- [Problem to solve]: Would you find each line in the entries below with the string "opened" and copy it?

- [Entries provided]:
PR #136, opened 2021-05-31
Update readme.md

Arhell:


readme.md
```diff
@@ -22,6 +22,8 @@ composer require "codeception/module-symfony" --dev
 
 See [the module documentation](https://codeception.com/docs/modules/Symfony).
 
+[Changelog](https://github.com/Codeception/module-symfony/tags)
```
TavoNiievez, line 25: I think a user would find the [Releases](https://github.com/Codeception/module-symfony/releases) tab more useful than the Tags tab if they are looking to see a changelog.

Arhell: excellent remark, I will do

PR #137, opened 2021-06-11
Support for Codeception 5

TavoNiievez:


TavoNiievez:
This requires more work, I'll open a PR when it's ready again on its respective branch.

PR #145, opened 2021-09-27
Improving error message for `public` services

ThomasLandauer:
Is `\n` correct for a line break?


TavoNiievez (approved):
The line break is fine. 

Thanks!

Arhell (approved):

PR #149, opened 2021-12-07
Update dependencies

ThomasLandauer:
I'm just guessing this - so if it's wrong, just close it :-)

Same situation is in module-phpbrowser: https://github.com/Codeception/module-phpbrowser/blob/master/composer.json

- [Result below]:
PR #136, opened 2021-05-31
PR #137, opened 2021-06-11
PR #145, opened 2021-09-27
PR #149, opened 2021-12-07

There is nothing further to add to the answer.